BEGIN

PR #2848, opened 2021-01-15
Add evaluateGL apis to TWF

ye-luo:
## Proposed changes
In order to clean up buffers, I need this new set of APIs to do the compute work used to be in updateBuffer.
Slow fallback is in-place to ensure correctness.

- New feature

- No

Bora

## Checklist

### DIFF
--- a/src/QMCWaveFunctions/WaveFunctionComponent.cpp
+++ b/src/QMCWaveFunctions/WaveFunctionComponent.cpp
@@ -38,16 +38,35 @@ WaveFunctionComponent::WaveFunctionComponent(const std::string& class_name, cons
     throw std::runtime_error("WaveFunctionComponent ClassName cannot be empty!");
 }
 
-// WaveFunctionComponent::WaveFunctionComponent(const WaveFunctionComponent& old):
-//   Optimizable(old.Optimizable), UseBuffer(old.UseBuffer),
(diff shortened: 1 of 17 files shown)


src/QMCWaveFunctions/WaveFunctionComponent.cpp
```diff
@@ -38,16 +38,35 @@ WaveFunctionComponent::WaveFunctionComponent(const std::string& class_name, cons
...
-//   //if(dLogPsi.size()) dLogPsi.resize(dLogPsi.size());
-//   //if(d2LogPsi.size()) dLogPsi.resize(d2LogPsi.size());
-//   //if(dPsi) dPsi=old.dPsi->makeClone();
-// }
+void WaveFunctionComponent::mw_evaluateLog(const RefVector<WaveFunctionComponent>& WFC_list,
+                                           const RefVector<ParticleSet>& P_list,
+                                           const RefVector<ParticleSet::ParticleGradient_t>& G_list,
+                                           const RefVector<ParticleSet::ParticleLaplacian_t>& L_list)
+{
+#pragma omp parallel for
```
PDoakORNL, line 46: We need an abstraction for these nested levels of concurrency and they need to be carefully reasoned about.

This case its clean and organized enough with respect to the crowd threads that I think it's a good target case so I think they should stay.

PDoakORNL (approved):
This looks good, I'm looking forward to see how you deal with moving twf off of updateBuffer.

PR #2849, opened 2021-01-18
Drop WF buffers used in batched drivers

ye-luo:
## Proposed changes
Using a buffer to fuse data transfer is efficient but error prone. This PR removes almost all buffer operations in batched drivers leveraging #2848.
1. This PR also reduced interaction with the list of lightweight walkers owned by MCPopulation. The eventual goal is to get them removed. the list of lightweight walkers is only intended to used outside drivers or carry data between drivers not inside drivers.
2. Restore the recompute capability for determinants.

END
BEGIN

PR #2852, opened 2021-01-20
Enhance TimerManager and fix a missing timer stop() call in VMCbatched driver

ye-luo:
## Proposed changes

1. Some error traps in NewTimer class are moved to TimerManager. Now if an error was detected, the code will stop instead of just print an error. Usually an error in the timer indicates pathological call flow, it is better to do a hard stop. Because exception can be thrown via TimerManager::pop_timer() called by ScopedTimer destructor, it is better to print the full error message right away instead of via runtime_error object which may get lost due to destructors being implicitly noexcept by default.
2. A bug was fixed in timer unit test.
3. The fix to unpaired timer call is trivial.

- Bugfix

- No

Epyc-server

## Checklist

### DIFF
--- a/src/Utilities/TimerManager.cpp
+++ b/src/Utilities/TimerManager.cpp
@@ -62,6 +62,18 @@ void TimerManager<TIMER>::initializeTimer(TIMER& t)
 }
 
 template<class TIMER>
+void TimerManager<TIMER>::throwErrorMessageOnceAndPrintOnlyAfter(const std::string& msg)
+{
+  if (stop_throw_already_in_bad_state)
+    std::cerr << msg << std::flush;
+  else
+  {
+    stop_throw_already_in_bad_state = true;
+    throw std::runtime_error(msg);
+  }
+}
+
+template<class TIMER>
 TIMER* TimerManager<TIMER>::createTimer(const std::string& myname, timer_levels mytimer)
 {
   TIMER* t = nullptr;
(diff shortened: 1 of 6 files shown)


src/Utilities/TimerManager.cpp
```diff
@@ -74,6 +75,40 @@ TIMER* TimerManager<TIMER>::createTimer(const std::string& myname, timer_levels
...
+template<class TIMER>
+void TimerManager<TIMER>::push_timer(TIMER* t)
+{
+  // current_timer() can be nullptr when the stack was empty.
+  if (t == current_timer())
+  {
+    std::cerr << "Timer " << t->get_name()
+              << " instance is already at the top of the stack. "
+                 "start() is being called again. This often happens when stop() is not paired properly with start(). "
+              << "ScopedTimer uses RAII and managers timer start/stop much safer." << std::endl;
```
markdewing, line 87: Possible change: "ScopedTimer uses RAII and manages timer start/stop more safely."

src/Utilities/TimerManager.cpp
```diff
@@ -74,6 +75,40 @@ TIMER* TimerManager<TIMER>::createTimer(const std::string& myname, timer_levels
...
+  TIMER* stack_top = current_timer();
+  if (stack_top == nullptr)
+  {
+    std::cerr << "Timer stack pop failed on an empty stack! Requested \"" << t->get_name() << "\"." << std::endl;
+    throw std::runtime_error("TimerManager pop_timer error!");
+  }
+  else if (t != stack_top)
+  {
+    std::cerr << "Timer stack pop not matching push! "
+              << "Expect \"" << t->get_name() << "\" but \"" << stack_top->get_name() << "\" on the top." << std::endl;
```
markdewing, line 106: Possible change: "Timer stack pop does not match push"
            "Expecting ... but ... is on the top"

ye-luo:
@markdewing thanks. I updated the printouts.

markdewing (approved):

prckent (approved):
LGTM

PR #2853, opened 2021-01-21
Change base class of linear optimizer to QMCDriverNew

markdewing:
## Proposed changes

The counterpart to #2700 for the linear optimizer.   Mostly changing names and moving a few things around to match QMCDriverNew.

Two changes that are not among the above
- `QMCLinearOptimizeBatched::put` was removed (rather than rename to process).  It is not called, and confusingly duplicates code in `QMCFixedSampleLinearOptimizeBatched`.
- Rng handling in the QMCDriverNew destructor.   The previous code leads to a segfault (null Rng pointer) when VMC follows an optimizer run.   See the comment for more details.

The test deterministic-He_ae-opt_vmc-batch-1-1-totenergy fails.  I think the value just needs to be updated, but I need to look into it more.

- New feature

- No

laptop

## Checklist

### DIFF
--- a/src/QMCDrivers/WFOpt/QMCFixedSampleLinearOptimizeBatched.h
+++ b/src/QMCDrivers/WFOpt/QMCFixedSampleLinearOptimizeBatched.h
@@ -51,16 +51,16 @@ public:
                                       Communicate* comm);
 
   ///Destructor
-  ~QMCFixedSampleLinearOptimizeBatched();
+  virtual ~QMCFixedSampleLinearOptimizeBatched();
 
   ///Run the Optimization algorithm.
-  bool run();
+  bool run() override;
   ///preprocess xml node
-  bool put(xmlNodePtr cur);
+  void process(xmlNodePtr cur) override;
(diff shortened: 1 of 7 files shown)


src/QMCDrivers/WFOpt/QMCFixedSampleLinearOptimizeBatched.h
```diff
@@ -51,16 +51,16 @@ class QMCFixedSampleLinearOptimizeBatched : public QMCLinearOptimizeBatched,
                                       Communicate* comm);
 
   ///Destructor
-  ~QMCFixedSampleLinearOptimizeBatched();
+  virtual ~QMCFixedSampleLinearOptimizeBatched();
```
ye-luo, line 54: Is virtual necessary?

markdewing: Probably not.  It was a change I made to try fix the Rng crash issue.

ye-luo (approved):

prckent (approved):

END

### Action item
In the records above, find the line with "msg << std::flush;"; write out exactly that line and each one after it, stopping after the line with "Two changes that are not among the above".

### Completed task
+    std::cerr << msg << std::flush;
+  else
+  {
+    stop_throw_already_in_bad_state = true;
+    throw std::runtime_error(msg);
+  }
+}
+
+template<class TIMER>
 TIMER* TimerManager<TIMER>::createTimer(const std::string& myname, timer_levels mytimer)
 {
   TIMER* t = nullptr;
(diff shortened: 1 of 6 files shown)


src/Utilities/TimerManager.cpp
```diff
@@ -74,6 +75,40 @@ TIMER* TimerManager<TIMER>::createTimer(const std::string& myname, timer_levels
...
+template<class TIMER>
+void TimerManager<TIMER>::push_timer(TIMER* t)
+{
+  // current_timer() can be nullptr when the stack was empty.
+  if (t == current_timer())
+  {
+    std::cerr << "Timer " << t->get_name()
+              << " instance is already at the top of the stack. "
+                 "start() is being called again. This often happens when stop() is not paired properly with start(). "
+              << "ScopedTimer uses RAII and managers timer start/stop much safer." << std::endl;
```
markdewing, line 87: Possible change: "ScopedTimer uses RAII and manages timer start/stop more safely."

src/Utilities/TimerManager.cpp
```diff
@@ -74,6 +75,40 @@ TIMER* TimerManager<TIMER>::createTimer(const std::string& myname, timer_levels
...
+  TIMER* stack_top = current_timer();
+  if (stack_top == nullptr)
+  {
+    std::cerr << "Timer stack pop failed on an empty stack! Requested \"" << t->get_name() << "\"." << std::endl;
+    throw std::runtime_error("TimerManager pop_timer error!");
+  }
+  else if (t != stack_top)
+  {
+    std::cerr << "Timer stack pop not matching push! "
+              << "Expect \"" << t->get_name() << "\" but \"" << stack_top->get_name() << "\" on the top." << std::endl;
```
markdewing, line 106: Possible change: "Timer stack pop does not match push"
            "Expecting ... but ... is on the top"

ye-luo:
@markdewing thanks. I updated the printouts.

markdewing (approved):

prckent (approved):
LGTM

PR #2853, opened 2021-01-21
Change base class of linear optimizer to QMCDriverNew

markdewing:
## Proposed changes

The counterpart to #2700 for the linear optimizer.   Mostly changing names and moving a few things around to match QMCDriverNew.

Two changes that are not among the above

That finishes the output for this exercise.